In the field of personnel corruption risk, while the anti-corruption law specifies offences personnel might commit, its application is a problem.  The same is evident with regard to the protection of whistle-blowers, who tend to flee or defect to avoid repercussions. Although personnel seem to receive pay on time, transparency of salary chains is impacted a lack of enforced accountability. There is found to be potential for serious political involvement in appointment and promotion, while there is no indication of anti-corruption training for personnel. Lastly, facilitation payments are reported to occur regularly, especially among low ranking soldiers, which creates potential risks of bribery occurring in conscription procedures.

There is no evidence of operational anti-corruption doctrine by the Algerian military in terms of training, monitoring, or guidelines for contracting. Private Military Contractors in the country are an active industry, and scrutiny appears the task of the hiring company.

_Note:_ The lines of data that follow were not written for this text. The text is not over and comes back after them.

PR #17014, opened 2019-02-17
refactor: Port chrome-api to TypeScript

felixrieseberg:
Another chunk of TypeScript conversion, this time around for `chrome-api`.

Notes: no-notes

### DIFF
--- a/lib/renderer/chrome-api.ts
+++ b/lib/renderer/chrome-api.ts
@@ -1,18 +1,24 @@
-'use strict'
+import { ipcRendererInternal } from '@electron/internal/renderer/ipc-renderer-internal'
+import * as ipcRendererUtils from '@electron/internal/renderer/ipc-renderer-internal-utils'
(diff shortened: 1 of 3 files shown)


lib/renderer/chrome-api.ts
```diff
@@ -92,12 +107,14 @@ exports.injectTo = function (extensionId, isBackgroundPage, context) {
       })
     },
 
+    // https://developer.chrome.com/extensions/runtime#method-getManifest
```
samuelmaddock: TypeScript will associate these comments with the function if using the Docs style comments (e.g. `/** comment */`).
https://typedoc.org/guides/doccomments/

felixrieseberg: That's actually on purpose – one shouldn't mistake the link for the _actual_ implementation, but it's a useful guide for developers coming in and working with this code.

PR #18022, opened 2019-04-28
docs: correct doc for registerFileProtocol

pathim:
#### Description of Change

In the registerFileProtocol docs the "headers" argument of the callback was described as being a list.
In fact is has to be an object mapping header-entries to values. This can be seen in Line 326 of [`/spec/api-protocol-spec.js`](https://github.com/electron/electron/blob/fe618631f1e6858077874226682fa299d1700b36/spec/api-protocol-spec.js#L326).
#### Checklist

#### Release Notes

Notes: no-notes


codebytere:
Thanks!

In terms of procurement corruption risk, legislation and communiqués do cover defence and security procurement. However, evidence, including scandals, reflects their lack of implementation. The previously mentioned anti-corruption law penalises corrupt suppliers but its implementation is inadequate. The Algerian government requires a declaration of probity as well as an anti-corruption clause are required from bidders, though the role such considerations play in practice is unclear. While defence procurement is theoretically conducted as open competition, in reality personal relations and the country from which the supplier is from are influential. There appears to be evidence of malpractice by tender boards, further reducing confidence in a truly competitive arrangement. Finally, there is a lack of transparency, diligence and competition regulation regarding offsets contracts.